California couples who are entering into a divorce have a long road ahead. When your partner is a wealthy person, your divorce can be even more time-consuming as you sift through the various assets that you both share. To ensure that you get your fair share of your marital assets, here are some tips that you’ll want to follow throughout the divorce process.
Get a grip on stock options
While splitting up your house, cars, and checking account may be fairly straightforward, splitting up stock options can be more difficult. When going through a divorce, it’s important to understand the various assets that your partner may hold in a company. Stock options are one popular asset that you should look for.
Stock options are essentially incentives that are provided to employees. A stock option gives the employee the option to buy a set number of stocks at a specific price in the future. The catch is that the employee may not exercise their option until a set period has passed, such as one to five years. These stock options can be extremely valuable and not something you want to forget to include in your divorce settlement.
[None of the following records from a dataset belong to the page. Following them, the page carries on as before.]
PR #8972, opened 2024-09-11
Add TestExplorer plugin to `t.json`

IPWright83:

My package is TestExplorer, designed to allow navigation around files containing unit tests. It displays a list of groups and test file names, providing a live navigation drop-down. https://github.com/IPWright83/sublime-TestExplorer

[2]: https://semver.org

### DIFF
--- a/repository/t.json
+++ b/repository/t.json
@@ -788,6 +788,16 @@
 			]
 		},
 		{
+			"name": "TestExplorer",
+			"details": "https://github.com/IPWright83/sublime-TestExplorer",
+			"releases": [
+				{
+					"sublime_text": "*",
+					"tags": true
+				}
+			]
+		},
+		{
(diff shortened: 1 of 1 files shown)


braver:
I wonder how broadly applicable this is outside the language and test suite you built this for. You might want to specify what that is a bit more clearly in your readme, also because you ship with a pre-configured setup that assumes a testing framework. But otherwise, the package looks good 👍🏻

IPWright83:
Thanks for merging (and the feedback @braver). I did indeed make this currently for use with Jest based tests, but I'm hoping with the regex config that it's easy enough to tweak for other languages. I'll probably try adding support for Go soon locally to give that a try. I might share common configs too in the README going forward.

braver:
Sounds like a plan! 👍🏻

PR #8973, opened 2024-09-12
Initial submission of Render View.

cepthomas:

Renders the text in a view to html.
- Wysiwyg printing in full color: first render to html, then print from the browser.
- Renders markdown also.
- Line numbers optional.
- Supports all scheme colors including companions [Highlight Token](https://github.com/cepthomas/SbotHighlight)
  and [Notr](https://github.com/cepthomas/Notr).

I was unable to find a current plugin that supplies these features.
I did find https://packagecontrol.io/packages/Print%20to%20HTML but it appears unsupported
and doesn't support scopes.

### DIFF
--- a/repository/r.json
+++ b/repository/r.json
@@ -1269,6 +1269,18 @@
 			]
 		},
 		{
+			"name": "Render View",
+			"details": "https://github.com/cepthomas/SbotRender",
+			"labels": ["render", "print", "markdown"],
+			"releases": [
+				{
+					"sublime_text": ">=4000",
+					"platforms": ["windows", "linux"],
+					"tags": true
+				}
+			]
+		},
+		{
 			"name": "Renpy Language",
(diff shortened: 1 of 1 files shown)


braver:
Thanks for your submissions. I'll (slowly) get to each one, but let's start with this one. Overall, very nicely done. I have only one remark, being that the package name is not used consistently in files. For for the command names that's entirely fine, users customizing at that level, adding menus and shortcuts, your readme is also very clear. It's just the setting file, "[SbotRender.sublime-settings](https://github.com/cepthomas/SbotRender/blob/main/SbotRender.sublime-settings)" that for most users won't clearly linked to the "Render View" package: that's the name of your package according to package control, and what users see in the menu. Of course it works whatever name you give it, but something to consider.

cepthomas:
Good suggestion - I will update all my projects similarly. Probably best to do this before they go live.

Thanks very much for this work you do.

PR #8975, opened 2024-09-12
Initial submission of Notr.

cepthomas:

Notr is a Sublime Text application plugin for displaying and managing collections of text notes.
It is a plain text format with some similarity to markdown. However there is no rendering-for-publication step: the text itself is the whole point.

Some key features:
- Sections with tags and simple (non-hierarchal) folding.
- References to section, file (image or other), uri.
- Navigation to targets via quick panel. Has MRU and sticky entries.
- Lists with several bullet types.
- Tables with insert/delete column, fit, sort.
- Multiple notr projects.
- Search in all project notr files.
- Works well with [Render View](https://github.com/cepthomas/SbotRender) to generate static output.

I couldn't find anything in current Package Control that did what I wanted because:
- Too simplistic.
- Too complicated, usually with onerous configuration and dependencies.
- Poor code quality -> unmaintainable.
- Abandoned.

A few that I looked at:
- https://packagecontrol.io/packages/Notes
- https://packagecontrol.io/packages/NotePad
- https://packagecontrol.io/packages/PlainNotes
- https://packagecontrol.io/packages/Outline%20Notes%20Publisher

### DIFF
--- a/repository/n.json
+++ b/repository/n.json
@@ -1055,6 +1055,18 @@
 			]
 		},
 		{
+			"name": "Notr",
+			"details": "https://github.com/cepthomas/Notr",
+			"labels": ["note", "note taking", "markdown"],
+			"releases": [
+				{
+					"sublime_text": ">=4000",
+					"platforms": ["windows", "linux"],
+					"tags": true
+				}
+			]
+		},
+		{
 			"name": "Nova Framework Snippets",
 			"details": "https://github.com/nova-framework/Nova-Framework-Snippets",
 			"labels": ["snippets"],
--- a/repository/n.json
+++ b/repository/n.json
@@ -1061,7 +1061,7 @@
 			"releases": [
 				{
 					"sublime_text": ">=4000",
-					"platforms": ["windows", "linux"],
+					"platforms": "*",
 					"tags": true
 				}
 			]


braver:
> However there is no rendering-for-publication step: the text itself is the whole point.

Well you could say the same for markdown 😅 But for sure, this is an interesting project! 

We already covered some topics in your other packages, we don't need to go through that again. I have only tiny nit picks or questions:

-  `markup.bold` etc should probably also get the `.notr` suffix?
- `view.syntax().name` is fine, especially since you ship with the syntax and it's unlikely to get an alternative. But normally I'd match on scope (I've always found the "syntax" api interface weird on that point). 🤷🏻

repository/n.json
```diff
@@ -1054,6 +1054,18 @@
...
 			]
 		},
+		{
+			"name": "Notr",
+			"details": "https://github.com/cepthomas/Notr",
+			"labels": ["note", "note taking", "markdown"],
+			"releases": [
+				{
+					"sublime_text": ">=4000",
+					"platforms": ["windows", "linux"],
```
braver, line 1064: Is this not Mac-compatible now too? If you can't test that's fine, most package devs can't test more than one platform. But if the intention or expectation is that it _could_ work _mostly_, that's good enough 😄

cepthomas: Yes. Done.

cepthomas:
> Don’t forget to tag your latest work!

Yup, just waiting for the merge in case there were other odds and ends.

PR #8976, opened 2024-09-12
Initial submission of Plugin Pdb

cepthomas:

Sublime Text plugin for debugging plugins.

- Uses pdb remotely over a plain-text socket.
- Optional colorizing of pdb output.
- Optional timeout to unblock ST if client doesn't connect.
- Smart client manages the connection to make the edit-run-edit cycle much smoother.

There appears to be only one similar package and it has been dead for 10 years and has no
valid repository: https://packagecontrol.io/packages/Plugin%20Debugger.

There are several remote debugging packages but none specifically for ST plugin development.
I've borrowed liberally from [remote-db](https://github.com/ionelmc/python-remote-pdb).

### DIFF
--- a/repository/p.json
+++ b/repository/p.json
@@ -1756,6 +1756,18 @@
 			]
 		},
 		{
+			"name": "Plugin Pdb",
+			"details": "https://github.com/cepthomas/SbotPdb",
+			"labels": ["debug", "plugin", "remote"],
+			"releases": [
+				{
+					"sublime_text": ">=4000",
+					"platforms": ["windows", "linux"],
+					"tags": true
+				}
+			]
+		},
+		{
 			"name": "PluginLogger",
 			"details": "https://github.com/kapitanluffy/sublime-plugin-logger",
 			"donate": "https://github.com/sponsors/kapitanluffy",


braver:
From reading your readme, this might not work as a Sublime Package. For one, they're shipped as a zip that users can't, or aren't supposed, to open. So 
> Copy sbot_pdb.py to the directory of the plugin you are debugging.

Users would have to copy the file from your GitHub repo or something. It's unclear to me what a workflow would look like. 

Also
> Note that sublime is blocked while running the debugger so you can't edit files using ST.

...  makes me take pause. 

So I think I get it as a utility you can use if you know how. And having it in package control would give it some visibility. But as a package delivered that way, it maybe doesn't fit what users would expect of it. You'd expect the package to be loaded, and then available for interaction using menus, command, etc. Your readme seems to indicate users should set up their own commands? 

Maybe, in short, I don't get it 😅 Maybe it's better distributed as a set of useful scripts that package developers can use, ie outside of package control?

cepthomas:
Yes, I see your point and maybe this doesn't really fit well with the package model. I will cancel this PR. It's still useful (along with a bunch of other utilities I have) - what would be a good way to announce things like this? Forum post? Thanks for your feedback.

cepthomas:
Just to clarify, this tool runs pdb in the ST python environment. When it hits the breakpoint, the ST python is blocked. The client can then interact with it like any other pdb implementation. Since ST is stopped you can't edit anything. It's a minor problem with the edit/breakpoint workflow but the value outweighs the restriction. IMO.

braver:
Sure, get some eyes on it via a forum post, but definitely also the package developer channel in our Discord. 

Maybe this could work as a dependency? Or maybe there is another way to “packagize” it? More debugging tools for de community would definitely be welcome for sure! Folks on the Discord might have ideas there too.

PR #534, opened 2020-01-13
DPC-760: Add support for ECC keys

nickrobison-usds:
**Why**

In order to help push folks towards a better security posture, we'd like to add support for ECC signing keys for JWTs. This would be in addition to our existing support for RSA keys.

**What Changed**

Updated the PublicKeyHandler class to support both RSA and ECC key types.
All of the unit tests have been updated to parametrize over both key types, to ensure we don't break anything.

The primary change is to verify the OID parameters for the key types to determine whether it's an RSA key or an ECC key and route to the appropriate validation logic. The core of the class hasn't been touched as Java pretty much does the right thing out of the box.

_Note:_ This PR does NOT implement the ECC crypto functions, Java handles all that for us, and the main OID/ASN parsing is done by [BouncyCastle](https://www.bouncycastle.org). This PR is merely about ensuring the ECC keys have the correct curves and get serialized/deserialized correctly.

As part of DPC-759, I've added some sanity checks to the handler, to verify that the keys are the appropriate type and length, which is the main use for the OID verification.

We're now generating ECC keys by default for our integration tests, though we may want to change this in the future.

**Choices Made**

At this point, we're only supporting two ECC curves:

`secp256r1` and `secp384r1`, this is because we have to manually check the OIDs and it seemed simpler to only support the two most common curves.

The Smart Backend Spec says we should only support secp384, but Apple's secure enclave only supports secp256, so we're doing both. I've notified the SMART on FHIR team of our deviation from the spec, and the reasons for doing so.

**Tickets closed**:

DPC-760
DPC-759: Add sanity checking to RSA keys

**Future Work**

**Checklist**


embh:
The new algorithms suggest to me that an SIA (or at least a security checklist) is probably necessary. Has any security documentation been started for this change? cc @DeirdreHolub

DeirdreHolub:
> The new algorithms suggest to me that an SIA (or at least a security checklist) is probably necessary. Has any security documentation been started for this change? cc @DeirdreHolub

I think it will need an SIA.

StewGoin:
> > The new algorithms suggest to me that an SIA (or at least a security checklist) is probably necessary. Has any security documentation been started for this change? cc @DeirdreHolub
> 
> I think it will need an SIA.

I'd concur based on the criteria we use, it's adding security software and changing to some degree the way a core control works (improving it more than anything) -- that said I think this PR if approved by **all three** requested reviewers and a security checklist is sufficient (and updates to any software inventory / dependencies / control descriptions if any are that specific).

BouncyCastle is not new to CMS and the change seems like a reasonable adjustment of the existing security controls rather than a significant change from a control perspective. This feels closer to updating the allowed ciphers in nginx than something more invasive like changing underlying crypto _implementations_.

nickrobison-usds:
@DeirdreHolub @embh @StewGoin I've updated this branch and resolved all the conflicts and code review issues.

Security checklist is here: https://confluenceent.cms.gov/display/DAPC/ECC+Key+Support

Let me know if I missed anything, once we have 3 green checkmarks, I'll merge it!

dpc-api/src/main/java/gov/cms/dpc/api/auth/jwt/PublicKeyHandler.java
```diff
@@ -18,6 +20,13 @@
 
 public class PublicKeyHandler {
 
+    static final ASN1ObjectIdentifier RSA_PARENT = new ASN1ObjectIdentifier("1.2.840.113549");
+    static final ASN1ObjectIdentifier ECC_KEY = new ASN1ObjectIdentifier("1.2.840.10045.2.1");
+    // ECC Curve names are defined here: https://tools.ietf.org/search/rfc4492#section-5.1.1
+    // They're in two separate namespaces, certicom and ansi-x962
+    static final ASN1ObjectIdentifier SECP256_KEY = new ASN1ObjectIdentifier("1.2.840.10045.3.1.7");
+    static final ASN1ObjectIdentifier SECP384_KEY = new ASN1ObjectIdentifier("1.3.132.0.34");
```
embh: Could these use the identifiers in BouncyCastle? For example `SECObjectIdentifiers.secp384r1` for 1.3.132.0.34.

nickrobison-usds: Great find!

PR #555, opened 2020-01-22
DPC-942: Update organization in API from web app

switzersc-usds:
**Why**

When a user changes information about an organization in the web app, we should update the organization's record in the API. 

**What Changed**

* Makes 2 requests to the API when updated: one to update the org and the second to update the org's FHIR Endpoint. 
* Adds `payloadType` to Endpoint in the Organization$submit bundle (required field)
* Updated tests and mocked requests

**Choices Made**

This PR adds the Ruby FHIR client and we use it for the new update functionality. We want to use the FHIR client as much as possible to ensure our API is compatible with community tools and to test community tools ourselves. 

**Tickets closed**:

DPC-942

**Future Work**

* DPC-954 - We want to update the FHIR Endpoint model and its associations with Organization and RegisteredOrganization so that each registered organization has its own FHIR endpoint record. This will make it possible to have multiple endpoints per org and to also keep track of which endpoint belongs to which environment.
* DPC-958 - update docs to say the payloadType is required for Endpoint
* DPC-957 - implement destroy_organization in API Client

**Checklist**


dpc-web/app/services/api_client.rb
```diff
@@ -1,23 +1,53 @@
...
   def create_organization(org)
-    uri_string = base_urls[api_env] + '/Organization/$submit'
+    uri_string = base_url + '/Organization/$submit'
     json = OrganizationSubmitSerializer.new(org).to_json
     post_request(uri_string, json, fhir_headers(golden_macaroon))
     self
   end
 
-  def delete_organization(org); end
+  def get_organization(reg_org)
```
switzersc-usds: We aren't using this method in the app code but it was super helpful when messing around in console and testing with the live API.

dpc-web/app/services/organization_registrar.rb
```diff
@@ -26,18 +25,28 @@ def register_organization(api_env)
...
+  def update_existing_registered_orgs
+    existing_registered_orgs.each do |registered_org|
+      APIClient.new(registered_org.api_env).update_organization(registered_org)
+    end
   end
 
   private
 
-  def no_change?
+  def existing_registered_orgs
```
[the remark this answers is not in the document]
switzersc-usds: Took care of this

dpc-web/spec/services/api_client_spec.rb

Know about restricted stock awards
Apart from stock options, businesses may offer employees restricted stock awards. Coined the golden handcuffs, these restricted stock awards also have a required vesting period that must pass before an employee may exercise their option to sell the stock. Just like stock options, restricted stock awards can be highly valuable.
When you decide that it’s time to call it quits with your partner, you’ll need to go through the legal divorce process. When your partner is wealthy, it’s important to look out for hidden assets like stock options and restricted stock awards. This way, you could make efforts to claim your fair share of their value.